=== INSTRUCTIONS TO FOLLOW ===
When the line containing "(ctx.user.group.name == null)" is found in the data below, copy it and each line after it through the line containing "ctx.user.group.id.add(group.id);", exactly and with no others.

=== EXERCISE INPUT ===
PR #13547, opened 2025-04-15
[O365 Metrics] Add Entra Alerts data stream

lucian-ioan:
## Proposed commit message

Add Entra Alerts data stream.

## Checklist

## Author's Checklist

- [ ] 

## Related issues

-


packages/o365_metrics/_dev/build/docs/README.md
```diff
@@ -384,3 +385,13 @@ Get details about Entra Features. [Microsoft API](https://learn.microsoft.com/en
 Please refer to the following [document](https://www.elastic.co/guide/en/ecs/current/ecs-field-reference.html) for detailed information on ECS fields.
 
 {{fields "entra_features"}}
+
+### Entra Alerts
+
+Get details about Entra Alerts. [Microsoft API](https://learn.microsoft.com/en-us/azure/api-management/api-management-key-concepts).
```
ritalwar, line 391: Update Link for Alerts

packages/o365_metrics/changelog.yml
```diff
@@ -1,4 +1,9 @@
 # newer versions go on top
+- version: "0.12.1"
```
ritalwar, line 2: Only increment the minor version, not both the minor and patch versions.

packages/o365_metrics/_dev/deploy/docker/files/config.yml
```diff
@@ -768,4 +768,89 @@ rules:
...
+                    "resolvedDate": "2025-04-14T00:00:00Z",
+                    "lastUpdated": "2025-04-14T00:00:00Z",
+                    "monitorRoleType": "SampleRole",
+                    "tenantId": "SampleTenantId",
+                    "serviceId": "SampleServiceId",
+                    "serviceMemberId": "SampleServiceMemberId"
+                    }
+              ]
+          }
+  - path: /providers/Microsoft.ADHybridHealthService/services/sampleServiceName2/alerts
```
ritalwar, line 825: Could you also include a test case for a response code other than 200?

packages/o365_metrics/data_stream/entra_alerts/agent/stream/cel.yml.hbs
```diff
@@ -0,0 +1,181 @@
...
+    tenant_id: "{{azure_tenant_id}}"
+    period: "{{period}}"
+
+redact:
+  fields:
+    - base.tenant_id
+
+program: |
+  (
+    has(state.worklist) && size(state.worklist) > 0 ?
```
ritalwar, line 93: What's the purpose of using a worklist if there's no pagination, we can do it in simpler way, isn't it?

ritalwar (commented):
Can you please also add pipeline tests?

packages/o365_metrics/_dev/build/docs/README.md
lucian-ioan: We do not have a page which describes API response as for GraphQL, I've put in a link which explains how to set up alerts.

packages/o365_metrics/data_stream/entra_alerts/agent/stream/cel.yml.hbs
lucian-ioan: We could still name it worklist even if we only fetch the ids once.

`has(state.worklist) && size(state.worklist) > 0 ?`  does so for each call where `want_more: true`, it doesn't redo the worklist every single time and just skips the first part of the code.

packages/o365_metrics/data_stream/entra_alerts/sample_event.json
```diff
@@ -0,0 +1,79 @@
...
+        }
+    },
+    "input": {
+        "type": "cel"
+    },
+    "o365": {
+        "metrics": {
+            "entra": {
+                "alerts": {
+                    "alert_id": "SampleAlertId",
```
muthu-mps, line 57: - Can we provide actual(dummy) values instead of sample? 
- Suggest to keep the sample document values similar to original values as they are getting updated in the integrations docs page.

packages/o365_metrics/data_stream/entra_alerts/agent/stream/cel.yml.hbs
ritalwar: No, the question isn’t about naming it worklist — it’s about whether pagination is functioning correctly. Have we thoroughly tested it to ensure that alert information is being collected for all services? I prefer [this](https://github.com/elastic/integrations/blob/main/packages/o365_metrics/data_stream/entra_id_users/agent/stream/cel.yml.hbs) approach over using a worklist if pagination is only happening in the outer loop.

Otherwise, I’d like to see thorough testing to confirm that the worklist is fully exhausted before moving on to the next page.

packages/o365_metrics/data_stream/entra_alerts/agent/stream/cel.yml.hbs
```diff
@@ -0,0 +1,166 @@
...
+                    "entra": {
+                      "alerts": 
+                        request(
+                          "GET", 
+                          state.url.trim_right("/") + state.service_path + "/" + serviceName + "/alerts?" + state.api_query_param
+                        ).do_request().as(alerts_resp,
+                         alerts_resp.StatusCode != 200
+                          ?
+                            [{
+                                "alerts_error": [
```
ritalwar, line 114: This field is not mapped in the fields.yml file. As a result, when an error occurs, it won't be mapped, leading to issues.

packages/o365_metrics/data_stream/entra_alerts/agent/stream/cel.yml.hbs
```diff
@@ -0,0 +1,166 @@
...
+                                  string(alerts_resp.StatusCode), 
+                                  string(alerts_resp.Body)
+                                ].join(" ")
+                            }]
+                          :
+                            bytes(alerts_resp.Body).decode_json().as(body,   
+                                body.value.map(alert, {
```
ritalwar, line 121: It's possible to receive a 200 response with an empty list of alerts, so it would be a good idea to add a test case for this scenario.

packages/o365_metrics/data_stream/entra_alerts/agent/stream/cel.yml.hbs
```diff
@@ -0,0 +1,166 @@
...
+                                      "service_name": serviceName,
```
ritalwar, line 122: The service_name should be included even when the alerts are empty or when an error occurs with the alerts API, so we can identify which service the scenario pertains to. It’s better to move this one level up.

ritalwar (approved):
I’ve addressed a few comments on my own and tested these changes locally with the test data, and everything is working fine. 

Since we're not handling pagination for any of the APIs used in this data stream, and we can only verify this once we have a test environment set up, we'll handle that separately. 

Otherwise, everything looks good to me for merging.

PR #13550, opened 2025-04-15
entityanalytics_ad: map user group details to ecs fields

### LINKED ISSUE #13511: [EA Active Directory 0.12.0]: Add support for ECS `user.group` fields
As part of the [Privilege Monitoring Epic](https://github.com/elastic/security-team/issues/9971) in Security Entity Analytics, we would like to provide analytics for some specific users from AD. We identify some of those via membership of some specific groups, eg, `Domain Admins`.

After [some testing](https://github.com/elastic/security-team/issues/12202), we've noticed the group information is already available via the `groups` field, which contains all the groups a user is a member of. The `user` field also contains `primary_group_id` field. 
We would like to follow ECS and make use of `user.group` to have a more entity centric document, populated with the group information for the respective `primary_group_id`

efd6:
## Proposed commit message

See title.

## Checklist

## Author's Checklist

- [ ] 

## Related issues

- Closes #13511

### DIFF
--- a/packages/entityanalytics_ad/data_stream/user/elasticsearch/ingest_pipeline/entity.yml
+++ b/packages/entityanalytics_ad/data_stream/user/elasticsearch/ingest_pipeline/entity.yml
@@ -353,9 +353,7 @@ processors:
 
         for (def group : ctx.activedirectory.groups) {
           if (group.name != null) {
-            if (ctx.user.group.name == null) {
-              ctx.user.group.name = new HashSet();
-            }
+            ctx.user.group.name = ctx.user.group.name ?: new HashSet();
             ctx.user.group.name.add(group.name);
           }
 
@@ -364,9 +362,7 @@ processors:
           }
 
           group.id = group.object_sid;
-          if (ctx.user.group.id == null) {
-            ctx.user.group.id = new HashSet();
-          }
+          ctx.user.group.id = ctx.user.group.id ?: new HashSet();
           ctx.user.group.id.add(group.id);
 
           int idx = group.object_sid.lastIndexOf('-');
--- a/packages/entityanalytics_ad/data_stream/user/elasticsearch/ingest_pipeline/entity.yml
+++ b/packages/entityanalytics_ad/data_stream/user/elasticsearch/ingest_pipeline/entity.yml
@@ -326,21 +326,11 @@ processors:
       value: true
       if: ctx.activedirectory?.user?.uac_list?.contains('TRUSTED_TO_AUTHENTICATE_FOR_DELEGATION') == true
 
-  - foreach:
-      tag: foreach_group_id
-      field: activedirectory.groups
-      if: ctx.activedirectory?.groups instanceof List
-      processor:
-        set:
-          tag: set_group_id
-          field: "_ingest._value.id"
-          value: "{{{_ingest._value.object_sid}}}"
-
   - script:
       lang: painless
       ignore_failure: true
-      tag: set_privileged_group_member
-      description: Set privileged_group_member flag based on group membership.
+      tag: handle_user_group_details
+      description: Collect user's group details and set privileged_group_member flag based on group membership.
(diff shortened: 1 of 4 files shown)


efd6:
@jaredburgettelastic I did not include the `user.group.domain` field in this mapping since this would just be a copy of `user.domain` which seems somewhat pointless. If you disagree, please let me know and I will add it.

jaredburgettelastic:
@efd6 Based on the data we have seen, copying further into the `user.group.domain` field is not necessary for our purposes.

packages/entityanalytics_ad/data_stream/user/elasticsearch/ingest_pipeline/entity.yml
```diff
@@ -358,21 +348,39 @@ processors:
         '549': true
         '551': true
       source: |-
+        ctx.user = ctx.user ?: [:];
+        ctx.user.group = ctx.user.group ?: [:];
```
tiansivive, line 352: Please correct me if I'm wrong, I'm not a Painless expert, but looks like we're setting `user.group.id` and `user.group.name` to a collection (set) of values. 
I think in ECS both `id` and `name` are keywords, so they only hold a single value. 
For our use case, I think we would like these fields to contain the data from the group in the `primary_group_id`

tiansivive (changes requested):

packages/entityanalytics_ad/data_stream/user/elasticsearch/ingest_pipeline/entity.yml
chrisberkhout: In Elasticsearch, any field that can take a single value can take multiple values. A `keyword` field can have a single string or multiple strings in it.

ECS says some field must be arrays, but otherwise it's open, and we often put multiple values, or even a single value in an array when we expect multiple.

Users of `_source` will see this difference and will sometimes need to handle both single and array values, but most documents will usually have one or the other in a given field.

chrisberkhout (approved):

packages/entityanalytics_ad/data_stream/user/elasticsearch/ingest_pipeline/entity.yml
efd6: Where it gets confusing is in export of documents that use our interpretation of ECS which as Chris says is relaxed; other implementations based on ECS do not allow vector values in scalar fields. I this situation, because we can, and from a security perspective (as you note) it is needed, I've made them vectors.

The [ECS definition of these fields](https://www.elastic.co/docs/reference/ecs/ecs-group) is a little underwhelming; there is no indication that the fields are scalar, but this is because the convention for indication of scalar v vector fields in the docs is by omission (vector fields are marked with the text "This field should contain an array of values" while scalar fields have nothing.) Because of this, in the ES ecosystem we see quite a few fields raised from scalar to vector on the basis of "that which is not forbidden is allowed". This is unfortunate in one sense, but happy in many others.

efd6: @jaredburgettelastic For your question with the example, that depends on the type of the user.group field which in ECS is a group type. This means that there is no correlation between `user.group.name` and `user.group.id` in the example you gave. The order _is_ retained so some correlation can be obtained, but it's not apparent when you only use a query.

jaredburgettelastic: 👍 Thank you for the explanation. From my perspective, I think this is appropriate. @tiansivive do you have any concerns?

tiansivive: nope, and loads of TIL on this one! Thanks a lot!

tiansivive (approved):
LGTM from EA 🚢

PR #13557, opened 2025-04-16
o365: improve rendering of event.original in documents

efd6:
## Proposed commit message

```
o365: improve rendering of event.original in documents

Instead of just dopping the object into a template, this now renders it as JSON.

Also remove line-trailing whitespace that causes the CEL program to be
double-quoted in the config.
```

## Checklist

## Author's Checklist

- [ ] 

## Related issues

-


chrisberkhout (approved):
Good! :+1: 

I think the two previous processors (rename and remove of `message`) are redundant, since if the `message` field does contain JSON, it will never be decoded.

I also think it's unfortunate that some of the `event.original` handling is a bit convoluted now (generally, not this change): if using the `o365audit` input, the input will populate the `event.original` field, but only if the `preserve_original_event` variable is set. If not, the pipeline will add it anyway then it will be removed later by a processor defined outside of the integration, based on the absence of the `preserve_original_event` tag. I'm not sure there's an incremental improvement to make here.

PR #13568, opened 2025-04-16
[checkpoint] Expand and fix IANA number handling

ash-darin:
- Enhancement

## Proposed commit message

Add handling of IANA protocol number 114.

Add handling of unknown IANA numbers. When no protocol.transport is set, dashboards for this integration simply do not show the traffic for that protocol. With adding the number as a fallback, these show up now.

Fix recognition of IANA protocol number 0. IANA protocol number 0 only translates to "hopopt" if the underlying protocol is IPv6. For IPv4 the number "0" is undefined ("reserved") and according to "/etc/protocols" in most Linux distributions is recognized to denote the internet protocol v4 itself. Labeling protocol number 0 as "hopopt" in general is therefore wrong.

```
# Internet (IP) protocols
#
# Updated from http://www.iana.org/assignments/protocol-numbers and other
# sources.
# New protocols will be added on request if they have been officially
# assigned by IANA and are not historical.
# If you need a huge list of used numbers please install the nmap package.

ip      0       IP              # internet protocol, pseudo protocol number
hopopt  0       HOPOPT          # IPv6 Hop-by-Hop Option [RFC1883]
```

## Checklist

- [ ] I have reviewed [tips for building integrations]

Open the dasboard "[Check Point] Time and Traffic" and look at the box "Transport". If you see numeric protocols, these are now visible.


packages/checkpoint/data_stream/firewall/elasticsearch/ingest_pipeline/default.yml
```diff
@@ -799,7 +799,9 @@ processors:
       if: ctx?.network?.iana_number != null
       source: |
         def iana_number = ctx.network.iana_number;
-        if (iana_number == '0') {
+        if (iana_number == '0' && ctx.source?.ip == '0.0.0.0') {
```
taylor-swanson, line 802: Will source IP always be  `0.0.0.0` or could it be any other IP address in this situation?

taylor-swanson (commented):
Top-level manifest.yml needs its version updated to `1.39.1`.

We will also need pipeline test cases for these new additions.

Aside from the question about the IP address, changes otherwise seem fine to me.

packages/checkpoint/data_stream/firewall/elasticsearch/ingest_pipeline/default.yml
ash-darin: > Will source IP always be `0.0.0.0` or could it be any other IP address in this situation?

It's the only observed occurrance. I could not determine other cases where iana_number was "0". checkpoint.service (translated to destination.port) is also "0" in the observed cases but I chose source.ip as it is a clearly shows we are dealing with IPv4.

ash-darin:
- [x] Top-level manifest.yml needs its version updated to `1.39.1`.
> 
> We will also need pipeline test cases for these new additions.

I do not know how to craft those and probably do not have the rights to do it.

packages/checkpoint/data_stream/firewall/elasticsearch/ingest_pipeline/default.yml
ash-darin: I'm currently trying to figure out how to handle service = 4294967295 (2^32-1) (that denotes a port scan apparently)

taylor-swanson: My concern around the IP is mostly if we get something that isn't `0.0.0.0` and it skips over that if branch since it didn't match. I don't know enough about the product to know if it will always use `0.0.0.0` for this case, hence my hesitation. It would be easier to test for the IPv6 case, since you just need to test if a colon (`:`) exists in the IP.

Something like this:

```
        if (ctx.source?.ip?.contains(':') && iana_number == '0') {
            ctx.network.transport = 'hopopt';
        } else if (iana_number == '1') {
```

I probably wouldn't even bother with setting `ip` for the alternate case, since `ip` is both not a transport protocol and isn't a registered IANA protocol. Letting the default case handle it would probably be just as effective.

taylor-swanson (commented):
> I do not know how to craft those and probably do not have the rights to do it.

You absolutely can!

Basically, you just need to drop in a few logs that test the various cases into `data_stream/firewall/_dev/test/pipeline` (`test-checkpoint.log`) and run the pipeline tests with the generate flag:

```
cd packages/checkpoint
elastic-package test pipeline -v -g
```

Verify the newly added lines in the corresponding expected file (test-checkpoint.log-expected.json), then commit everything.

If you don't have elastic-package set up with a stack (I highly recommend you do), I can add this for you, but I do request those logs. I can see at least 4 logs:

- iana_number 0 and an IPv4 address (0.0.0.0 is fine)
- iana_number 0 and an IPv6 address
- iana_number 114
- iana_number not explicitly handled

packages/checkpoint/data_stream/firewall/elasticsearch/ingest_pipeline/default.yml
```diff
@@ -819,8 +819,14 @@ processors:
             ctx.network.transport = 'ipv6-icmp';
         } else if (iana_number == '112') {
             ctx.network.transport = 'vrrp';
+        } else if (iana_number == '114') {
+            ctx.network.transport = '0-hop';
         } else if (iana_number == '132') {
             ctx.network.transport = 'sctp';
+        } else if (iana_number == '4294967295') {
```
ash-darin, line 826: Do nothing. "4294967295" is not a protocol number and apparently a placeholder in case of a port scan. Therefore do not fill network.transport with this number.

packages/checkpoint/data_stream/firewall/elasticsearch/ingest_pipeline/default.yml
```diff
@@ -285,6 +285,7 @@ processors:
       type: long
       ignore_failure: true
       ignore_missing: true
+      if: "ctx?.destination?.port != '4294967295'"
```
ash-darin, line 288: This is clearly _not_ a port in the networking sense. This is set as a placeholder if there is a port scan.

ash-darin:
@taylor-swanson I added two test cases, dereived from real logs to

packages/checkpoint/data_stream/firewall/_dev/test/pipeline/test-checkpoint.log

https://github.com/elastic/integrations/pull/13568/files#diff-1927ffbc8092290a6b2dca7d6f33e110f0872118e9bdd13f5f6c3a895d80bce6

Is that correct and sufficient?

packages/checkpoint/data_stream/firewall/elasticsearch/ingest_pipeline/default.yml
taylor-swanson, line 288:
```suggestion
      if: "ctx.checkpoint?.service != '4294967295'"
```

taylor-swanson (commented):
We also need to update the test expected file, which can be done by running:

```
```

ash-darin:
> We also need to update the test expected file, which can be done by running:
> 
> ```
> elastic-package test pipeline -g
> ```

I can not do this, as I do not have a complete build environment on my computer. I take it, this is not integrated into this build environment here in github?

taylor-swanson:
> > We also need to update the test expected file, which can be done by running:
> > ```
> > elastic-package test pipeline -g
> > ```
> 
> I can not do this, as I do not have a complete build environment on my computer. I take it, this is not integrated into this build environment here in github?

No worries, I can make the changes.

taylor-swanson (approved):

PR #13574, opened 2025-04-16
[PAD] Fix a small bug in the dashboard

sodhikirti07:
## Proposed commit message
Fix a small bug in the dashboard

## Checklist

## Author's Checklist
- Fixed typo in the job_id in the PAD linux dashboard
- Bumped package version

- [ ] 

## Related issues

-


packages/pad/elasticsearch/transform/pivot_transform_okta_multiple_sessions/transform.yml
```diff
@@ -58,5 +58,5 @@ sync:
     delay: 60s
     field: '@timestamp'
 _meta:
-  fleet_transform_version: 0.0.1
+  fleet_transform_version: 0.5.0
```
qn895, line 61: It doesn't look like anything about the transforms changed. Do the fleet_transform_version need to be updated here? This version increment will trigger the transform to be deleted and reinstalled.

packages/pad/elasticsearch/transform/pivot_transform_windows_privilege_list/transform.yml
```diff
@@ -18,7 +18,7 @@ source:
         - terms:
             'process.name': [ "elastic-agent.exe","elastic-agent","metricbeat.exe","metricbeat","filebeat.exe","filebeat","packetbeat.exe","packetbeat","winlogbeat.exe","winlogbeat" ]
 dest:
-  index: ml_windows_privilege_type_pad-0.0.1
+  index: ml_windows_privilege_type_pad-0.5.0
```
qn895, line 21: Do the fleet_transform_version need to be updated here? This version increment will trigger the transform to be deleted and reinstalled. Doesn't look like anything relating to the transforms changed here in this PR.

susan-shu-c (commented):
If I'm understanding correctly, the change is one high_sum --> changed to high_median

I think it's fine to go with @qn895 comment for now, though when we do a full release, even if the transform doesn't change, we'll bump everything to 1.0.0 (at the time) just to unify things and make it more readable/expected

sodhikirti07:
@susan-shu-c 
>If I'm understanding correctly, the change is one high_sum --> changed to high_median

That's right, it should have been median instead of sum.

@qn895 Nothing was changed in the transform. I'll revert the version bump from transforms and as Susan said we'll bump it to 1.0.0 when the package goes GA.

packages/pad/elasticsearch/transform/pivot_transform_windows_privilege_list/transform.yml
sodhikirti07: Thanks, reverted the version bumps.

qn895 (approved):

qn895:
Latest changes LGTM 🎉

=== SOLUTION TO THIS EXERCISE ===
-            if (ctx.user.group.name == null) {
-              ctx.user.group.name = new HashSet();
-            }
+            ctx.user.group.name = ctx.user.group.name ?: new HashSet();
             ctx.user.group.name.add(group.name);
           }
 
@@ -364,9 +362,7 @@ processors:
           }
 
           group.id = group.object_sid;
-          if (ctx.user.group.id == null) {
-            ctx.user.group.id = new HashSet();
-          }
+          ctx.user.group.id = ctx.user.group.id ?: new HashSet();
           ctx.user.group.id.add(group.id);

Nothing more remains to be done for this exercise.